Task brief =>
Set down exactly the lines below between the line holding "joostvanzwieten, line 446: The" and the line holding "gertjanvanzwieten: fixed; also added seekable", inclusive; no other line belongs in the answer.

Data supplied =>
_ _ _ _ _

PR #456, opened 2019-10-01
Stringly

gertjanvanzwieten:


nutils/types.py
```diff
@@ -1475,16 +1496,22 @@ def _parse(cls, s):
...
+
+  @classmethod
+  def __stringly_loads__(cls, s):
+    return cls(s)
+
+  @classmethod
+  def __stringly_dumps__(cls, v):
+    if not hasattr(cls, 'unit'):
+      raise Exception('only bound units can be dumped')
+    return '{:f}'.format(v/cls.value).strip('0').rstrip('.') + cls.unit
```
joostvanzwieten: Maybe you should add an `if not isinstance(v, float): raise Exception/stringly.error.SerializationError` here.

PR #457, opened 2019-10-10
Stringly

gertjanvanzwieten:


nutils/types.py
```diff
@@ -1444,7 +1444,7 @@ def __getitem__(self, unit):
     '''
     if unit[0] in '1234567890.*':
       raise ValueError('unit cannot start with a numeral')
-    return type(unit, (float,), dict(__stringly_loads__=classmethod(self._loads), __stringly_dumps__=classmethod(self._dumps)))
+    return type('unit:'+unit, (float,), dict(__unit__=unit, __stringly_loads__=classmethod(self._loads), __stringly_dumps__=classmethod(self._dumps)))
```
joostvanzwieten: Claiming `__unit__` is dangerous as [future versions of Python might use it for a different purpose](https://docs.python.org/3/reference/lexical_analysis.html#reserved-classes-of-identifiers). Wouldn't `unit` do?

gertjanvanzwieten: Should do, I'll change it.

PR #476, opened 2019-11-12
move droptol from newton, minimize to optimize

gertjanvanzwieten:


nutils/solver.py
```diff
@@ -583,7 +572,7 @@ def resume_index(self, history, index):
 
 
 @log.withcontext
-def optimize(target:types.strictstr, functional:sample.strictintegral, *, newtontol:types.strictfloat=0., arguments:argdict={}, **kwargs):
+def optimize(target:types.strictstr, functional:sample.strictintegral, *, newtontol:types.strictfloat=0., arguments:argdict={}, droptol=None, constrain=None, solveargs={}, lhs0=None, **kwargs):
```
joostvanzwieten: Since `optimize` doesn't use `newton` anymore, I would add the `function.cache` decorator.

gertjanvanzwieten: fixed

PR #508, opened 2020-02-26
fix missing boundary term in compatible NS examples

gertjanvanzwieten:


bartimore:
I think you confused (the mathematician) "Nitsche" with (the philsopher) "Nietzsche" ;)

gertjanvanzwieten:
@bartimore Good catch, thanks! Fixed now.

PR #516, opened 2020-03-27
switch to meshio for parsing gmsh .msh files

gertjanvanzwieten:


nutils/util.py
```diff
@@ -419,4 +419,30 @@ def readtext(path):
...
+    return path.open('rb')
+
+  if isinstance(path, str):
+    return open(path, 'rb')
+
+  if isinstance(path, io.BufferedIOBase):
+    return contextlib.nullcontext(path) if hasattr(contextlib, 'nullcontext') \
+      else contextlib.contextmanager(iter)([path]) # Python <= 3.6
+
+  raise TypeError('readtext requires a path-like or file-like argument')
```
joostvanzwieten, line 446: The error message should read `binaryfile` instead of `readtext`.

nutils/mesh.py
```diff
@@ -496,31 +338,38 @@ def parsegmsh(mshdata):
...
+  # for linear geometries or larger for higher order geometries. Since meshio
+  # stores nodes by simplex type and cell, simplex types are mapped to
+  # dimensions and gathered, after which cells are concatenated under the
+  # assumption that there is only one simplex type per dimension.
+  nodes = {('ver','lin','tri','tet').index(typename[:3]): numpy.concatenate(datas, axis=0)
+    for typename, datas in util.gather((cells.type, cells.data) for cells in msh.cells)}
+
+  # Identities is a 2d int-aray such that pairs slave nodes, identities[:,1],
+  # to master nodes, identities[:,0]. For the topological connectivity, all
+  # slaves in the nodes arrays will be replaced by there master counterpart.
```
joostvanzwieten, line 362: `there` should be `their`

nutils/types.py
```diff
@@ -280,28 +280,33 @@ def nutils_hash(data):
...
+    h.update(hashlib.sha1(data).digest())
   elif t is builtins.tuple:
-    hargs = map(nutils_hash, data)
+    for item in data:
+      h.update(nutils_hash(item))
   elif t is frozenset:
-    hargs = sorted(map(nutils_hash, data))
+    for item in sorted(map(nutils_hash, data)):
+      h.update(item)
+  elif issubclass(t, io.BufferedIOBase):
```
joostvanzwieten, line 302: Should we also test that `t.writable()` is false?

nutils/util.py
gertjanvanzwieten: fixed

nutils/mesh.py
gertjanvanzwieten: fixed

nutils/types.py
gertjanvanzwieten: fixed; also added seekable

_ _ _ _ _

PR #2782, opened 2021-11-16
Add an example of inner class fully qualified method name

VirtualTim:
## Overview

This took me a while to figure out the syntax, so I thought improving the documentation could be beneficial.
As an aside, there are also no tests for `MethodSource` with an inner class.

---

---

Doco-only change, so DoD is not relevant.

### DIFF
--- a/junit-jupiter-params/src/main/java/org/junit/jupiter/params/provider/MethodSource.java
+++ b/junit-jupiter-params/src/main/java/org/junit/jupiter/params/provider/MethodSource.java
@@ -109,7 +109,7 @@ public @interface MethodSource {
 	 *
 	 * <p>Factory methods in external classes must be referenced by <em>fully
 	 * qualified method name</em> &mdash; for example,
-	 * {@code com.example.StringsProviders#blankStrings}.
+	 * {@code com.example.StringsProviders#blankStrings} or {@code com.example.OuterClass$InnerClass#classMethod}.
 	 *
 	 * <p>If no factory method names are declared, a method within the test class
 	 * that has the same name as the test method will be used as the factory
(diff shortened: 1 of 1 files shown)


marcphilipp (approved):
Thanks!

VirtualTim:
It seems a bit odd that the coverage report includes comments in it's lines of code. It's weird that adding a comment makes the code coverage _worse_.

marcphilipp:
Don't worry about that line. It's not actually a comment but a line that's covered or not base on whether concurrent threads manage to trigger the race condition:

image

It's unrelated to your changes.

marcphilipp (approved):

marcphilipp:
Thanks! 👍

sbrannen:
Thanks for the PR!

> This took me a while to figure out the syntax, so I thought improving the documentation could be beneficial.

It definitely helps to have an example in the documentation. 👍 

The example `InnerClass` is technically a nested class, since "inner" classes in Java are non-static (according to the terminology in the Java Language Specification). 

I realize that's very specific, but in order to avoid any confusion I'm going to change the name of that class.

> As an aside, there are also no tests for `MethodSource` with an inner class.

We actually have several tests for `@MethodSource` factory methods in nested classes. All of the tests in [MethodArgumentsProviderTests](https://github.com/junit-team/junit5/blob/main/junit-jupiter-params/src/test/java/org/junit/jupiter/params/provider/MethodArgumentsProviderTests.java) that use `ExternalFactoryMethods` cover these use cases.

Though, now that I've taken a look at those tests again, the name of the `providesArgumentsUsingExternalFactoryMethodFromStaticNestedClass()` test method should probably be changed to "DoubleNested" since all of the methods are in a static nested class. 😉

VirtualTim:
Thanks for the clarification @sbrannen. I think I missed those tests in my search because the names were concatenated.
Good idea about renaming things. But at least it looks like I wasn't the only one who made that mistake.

_ _ _ _ _

Result =>
joostvanzwieten, line 446: The error message should read `binaryfile` instead of `readtext`.

nutils/mesh.py
```diff
@@ -496,31 +338,38 @@ def parsegmsh(mshdata):
...
+  # for linear geometries or larger for higher order geometries. Since meshio
+  # stores nodes by simplex type and cell, simplex types are mapped to
+  # dimensions and gathered, after which cells are concatenated under the
+  # assumption that there is only one simplex type per dimension.
+  nodes = {('ver','lin','tri','tet').index(typename[:3]): numpy.concatenate(datas, axis=0)
+    for typename, datas in util.gather((cells.type, cells.data) for cells in msh.cells)}
+
+  # Identities is a 2d int-aray such that pairs slave nodes, identities[:,1],
+  # to master nodes, identities[:,0]. For the topological connectivity, all
+  # slaves in the nodes arrays will be replaced by there master counterpart.
```
joostvanzwieten, line 362: `there` should be `their`

nutils/types.py
```diff
@@ -280,28 +280,33 @@ def nutils_hash(data):
...
+    h.update(hashlib.sha1(data).digest())
   elif t is builtins.tuple:
-    hargs = map(nutils_hash, data)
+    for item in data:
+      h.update(nutils_hash(item))
   elif t is frozenset:
-    hargs = sorted(map(nutils_hash, data))
+    for item in sorted(map(nutils_hash, data)):
+      h.update(item)
+  elif issubclass(t, io.BufferedIOBase):
```
joostvanzwieten, line 302: Should we also test that `t.writable()` is false?

nutils/util.py
gertjanvanzwieten: fixed

nutils/mesh.py
gertjanvanzwieten: fixed

nutils/types.py
gertjanvanzwieten: fixed; also added seekable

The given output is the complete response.